Cushin is relaxed about the young people being the most heavily engaged in hands-on design work at Hanwha Phasor. He plays a major part in design reviews so ensures that his team gets the basics right. “An important part of the art of hardware involves following a process,” he explains. “If all your engineers with mixed skillsets are doing that, you will reap the rewards of schematics and layouts which use a common visual language.” This ensures engineers are not talking at cross purposes inside the team; or outside it among the Hanwha Phasor software and test teams; or further afield with its manufacturing partner and suppliers. Another technique arising from extensive experience of reengineering our phased array concerns working on the stack-up before creating mission critical components like antenna modules. “We set out constraints arising from power supply, digital or RF circuits very clearly for the antenna team. You don’t want to model something that you cannot physically implement.”

While there are plenty of fine young, minds at Hanwha Phasor, Cushin points out that the business also attracts senior people who have enjoyed solid careers at long established companies. “Now they want to live dangerously again doing pioneering work and mentoring young engineers. Youth is equally matched with solid experience here,” he says.

While there are plenty of fine young, minds at Hanwha Phasor, it attracts senior people from long established companies who want to live dangerously again doing pioneering work and mentoring young engineers

Cushin loved the Phasor Solutions days but he would not turn the clock back.
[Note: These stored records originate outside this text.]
PR #1341, opened 2016-09-16
Avoid some unneeded exceptions.

Neverbirth:
Just avoid some unneeded exceptions.

### DIFF
--- a/External/Plugins/ProjectManager/Controls/TreeView/OtherNodes.cs
+++ b/External/Plugins/ProjectManager/Controls/TreeView/OtherNodes.cs
@@ -33,7 +33,11 @@ namespace ProjectManager.Controls.TreeView
 
             if (References != null && References.Parent == null)
             {
-                if (recursive) RefreshReferences(recursive);
+                if (recursive)
+                {
+                    RefreshReferences(recursive);
+                    return;
+                }
                 Nodes.Insert(0, References);
             }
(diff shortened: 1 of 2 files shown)


External/Plugins/ProjectManager/Controls/TreeView/OtherNodes.cs
```diff
@@ -33,7 +33,11 @@ public override void Refresh(bool recursive)
 
             if (References != null && References.Parent == null)
             {
-                if (recursive) RefreshReferences(recursive);
+                if (recursive)
+                {
+                    RefreshReferences(recursive);
```
Neverbirth: This causes an exception in `Nodes.Insert(0, References)`, because `RefreshReferences` already parents the references node.

PluginCore/PluginCore/Helpers/DrawHelper.cs
```diff
@@ -11,6 +11,8 @@ public class DrawHelper
         /// </summary>
         public static Int32 MeasureDisplayStringWidth(Graphics graphics, String text, Font font)
         {
+            if (String.IsNullOrEmpty(text)) return 0;
```
Neverbirth: We don't need to run all the code below in this case, plus in the end it will throw an `IndexOutOfRangeException`.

There is a time and a place for start-ups, bolding proving out essential concepts at speed. However, as he knew from his 3Com days, to bring product to market the business would have achieve not just a steady flow of dependable financing but a different mindset.

That mindset is where Cushin comes in. He likes things “organised and planned out,” a little like his boards. “At such high frequencies, you must pay careful attention to how things are floor-planned and the routing strategy. The things you can get away with at lower frequencies are unthinkable with our product.” That is why he is enjoying the growing maturity of the Hanwha Phasor business, which is moving through the critical commercial aircraft certification processes and creating the infrastructure to ensure that its engineering and manufacturing partnership with Plexus Corp. runs smoothly.

Cushin takes his work home with him because it gives him pleasure, tinged, as he says, by a healthy level of tension and worry. He is particularly invigorated by the current phase, with greater investment in laboratory facilities and the implementation of ISO management standards. He is always thinking about the balance of skillsets, experience and different cultures within the team who see things from different viewpoints. He knows that team structure is paramount as the company grows.

Cushin is inspired by the potential for our satcom antenna to deliver global connectivity and has become very engaged in the challenge of launching an aerospace-grade product. But what he really likes about Hanwha Phasor, is complexity. Ku band is exciting and difficult for hardware people. IoT and wearable products would just bore him to tears.